Hello, I'm Eric. I started Air-Cooled Artifacts (previously, and Lane Russell). I drive a '67 Beetle daily and love to share vintage Volkswagen stories with the world.

  1. Michael Buettell October 31, 2017 at 10:49 am

    Since it is possibly the lowest mileage ’67 Beetle in existence, do you put it in a museum and keep it that way, or do you drive and enjoy it, but rack up the miles ?

    1. Hey, Mike! I suppose it depends on the goals of the owner. I’d personally drive and enjoy it. :)

  2. To Micheal. This belongs in a garage with the other cars that are never driven in my opinion. By all means, she needs to remain pristine. A truly beautiful car indeed.

  3. Michael Buettell October 31, 2017 at 12:44 pm

    This issue has come up a few times on the web site “Bring A Trailer,” which if you’ve never visited, is worth a peek. Historically, very low mileage classis cars sell for a considerable premium over a car of similar condition, but with higher mileage. I’d love to hear what Chris Vallone and Jay have to say on the topic.

  4. I guess there’s a good reason for not listing the price. I see that more and more on TheSamba and I have yet to respond to any even though I may be very interested. If it’s for sale then put a price out there.

    I’d love to have this to go with my other ’67s, a 21 window bus and a VW blue beetle. I even have a perfect Sapphire V I could install. I, myself would keep it near this condition because it’s special but drive it just enough to keep it fresh.

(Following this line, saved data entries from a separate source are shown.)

PR #4160, opened 2022-09-05
fix: Ignore the cache timestamp of the MachineInfo Metrics

tonyzaizai:
Signed-off-by: tl <tonyzaizai@kubesphere.io>

**What type of PR is this?**

 /kind bug

   Avoid adding timestamp to machine metrics when they're cached.
   Please refer to the following K8s PRs for more details:
        link: https://github.com/kubernetes/kubernetes/pull/95210#issuecomment-726143798
        link: https://github.com/kubernetes/kubernetes/pull/97006
   Analysis of causes :
       1. The cadvisor collects machine metrics when it launches and then caches them for later scrape.
           It is assumed that as long as the machine is not restarted, the hardware will not change and so do the machine metrics.
       2. This timestamp of the machine metrics should be set when they're scraped, not when they're cached.
       3. If using the timestamp when the machine metrics are cached, the timestamp when these metrics are scraped will be outdated 
          which may cause issues like 'out of order sample' when sending these metrics to prometheus.

Fixes # 

```release-note

```

### DIFF
--- a/edge/pkg/edged/edged.go
+++ b/edge/pkg/edged/edged.go
@@ -543,6 +543,17 @@ func newEdged(enable bool) (*edged, error) {
 	if ed.machineInfo, err = ed.newMachineInfo(); err != nil {
 		return nil, err
 	}
+	// Avoid adding timestamp to machine metrics when they're cached
+	// Please refer to the following K8s PRs for more details:
+	//    link: https://github.com/kubernetes/kubernetes/pull/95210#issuecomment-726143798
+	//    link: https://github.com/kubernetes/kubernetes/pull/97006
+	// Analysis of causes :
+	//   1. The cadvisor collects machine metrics when it launches and then caches them for later scrape.
+	//      It is assumed that as long as the machine is not restarted, the hardware will not change and so do the machine metrics.
+	//   2. This timestamp of the machine metrics should be set when they're scraped, not when they're cached.
+	//   3. If using the timestamp when the machine metrics are cached, the timestamp when these metrics are scraped will be outdated
+	//      which may cause issues like 'out of order sample' when sending these metrics to prometheus.
+	ed.machineInfo.Timestamp = time.Time{}
 
 	if ed.containerRuntimeName == kubetypes.RemoteContainerRuntime {
 		// create a log manager


benjaminhuo:
This fixes an edge container prometheus remote write issue when scraping metrics from:
`<edge-node-ip>:10350/metrics/cadvisor`

edge/pkg/edged/edged.go
```diff
@@ -543,6 +543,17 @@ func newEdged(enable bool) (*edged, error) {
...
+	// Avoid adding timestamp to machine metrics when they're cached
+	// Please refer to the following K8s PRs for more details:
+	//    link: https://github.com/kubernetes/kubernetes/pull/95210#issuecomment-726143798
+	//    link: https://github.com/kubernetes/kubernetes/pull/97006
+	// Analysis of causes :
+	//   1. The cadvisor collects machine metrics when it launches and then caches them for later scrape.
+	//      It is assumed that as long as the machine is not restarted, the hardware will not change and so do the machine metrics.
+	//   2. This timestamp of the machine metrics should be set when they're scraped, not when they're cached.
+	//   3. If using the timestamp when the machine metrics are cached, the timestamp when these metrics are scraped will be outdated
+	//      which may cause issues like 'out of order sample' when sending these metrics to prometheus.
```
fisherxu, line 555: @tonyzaizai @benjaminhuo Thanks for the clarification, a small question, if we set Timestamp to zero, where will set the Timestamp for `metrics are scraped`? :)

benjaminhuo: Usually the agent such as prometheus agent or fluentbit will set the timestamp to current time if the timestamp is zero: 
- https://github.com/fluent/fluent-bit/blob/master/plugins/in_prometheus_scrape/prom_scrape.c#L113 
- https://github.com/calyptia/cmetrics/blob/master/src/cmt_decode_prometheus.c#L278 

K8s fixed this in the same way:
- https://github.com/google/cadvisor/issues/2740
- https://github.com/kubernetes/kubernetes/pull/97692

KubeEdge includes part of the k8s fix 
- https://github.com/kubeedge/kubeedge/blob/master/vendor/k8s.io/kubernetes/pkg/kubelet/server/server.go#L384

The other part is in kubelet which is edged for kubeedge, and that part is not included:
- https://github.com/kubernetes/kubernetes/pull/97692/files#diff-67dd9e8f3ee257072765326cb4f242852554a2c0753563fa51e292c0a63a7b94R566

benjaminhuo: cadvisor will send metrics with or without timestamp when the metrics are requested/collected: https://github.com/google/cadvisor/blob/65fa5b44d3840d465a5c004a0f6722e0fd540137/metrics/prometheus_machine.go#L240

fisherxu: Thanks for your explanation :)

fisherxu (commented):
/lgtm
/approve

fisherxu:
@tonyzaizai Could you pleasae cherry-pick th patch to release-1.11 and release-1.10?

tonyzaizai:
> @tonyzaizai Could you pleasae cherry-pick th patch to release-1.11 and release-1.10?

ok

benjaminhuo:
> @tonyzaizai Could you pleasae cherry-pick th patch to release-1.11 and release-1.10?

@fisherxu There is no patch release for v1.9.x?

fisherxu:
Sorry for the delay, it's needed to pick to 1.9, I'll help to cherry-pick.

  5. The important part about this car is its originality–the fact that it is unrestored. The trend today with classic vehicles is to find and conserve those which have not been restored but which are in such good condition that they should NOT be restored. If the term “Survivor” were not a copyrighted term (it is, BTW) we could call this one not only a “Survivor” but a “Bench-mark Survivor” (also a copyrighted term).
    This car represents what left the factory doors with apparently special options. It is highly unlikely that another of the same condition, options, etc., etc. could ever be found in unrestored, yet pristine, condition.
    I would expect the price to reflect the above. I would expect this car to sell for much more than a similarly restored vehicle (because the restored vehicle can never approach factory condition–cars come from the factory only once). So, you see, it’s not only the “condition”–it’s the fact of this car’s originality in pristine condition. jay

  6. Thanks for the reply Amanda and I’d just like to summit to you that it may just have the adverse effect as it did with me. Listing the price, I would think would cut down on the “window” shoppers. Had you not interjected your take on a fair price I’d never know the ball park figure. I guess you can tell I love all ’67s and have the money and the desire to pick up just such a car and may have already made contact if I knew it was fair price. This may sound odd but it’s just my take.

  7. I’m sure you have done this seeing as you are running a 1967Beetle website, but in case you haven’t, PLEASE, PLEASE, PLEASE photo document IN CLOSE UPS every nook and cranny of this car and all it’s one year only items. This can be the “Rosetta Stone” of ’67 Beetles.

    Obviously, then post them to your site so all of us others out here trying to build one year only ’67s can learn and make our cars as close to original as possible.


    1967 Ruby red

    1. Hello, Steve….It is incumbent upon every seller to document what he is selling. BUT–each prospective buyer should ask lots of questions. I recommend an on-site review of any vintage vehicle. Every prospective buyer should do his research ahead of time to know what he is looking for. Knowledge is power and can be had through serious study aforehand. Impulse buying of vintage cars can be dangerous–there are some stories on I get them all of the time. I mourn with outraged and saddened buyers but try to give counsel where I can BEFORE someone has purchased a vintage vehicle. Thanks for helping to educate buyers, Steve! Photos are very helpful–especially in initial considerations. jay

  8. Hi. I thought the running board mats for a Savanna Beige 67 beetle were supposed to be black. Can anyone tell me if the beige mats were a stock option also? I like the way they look.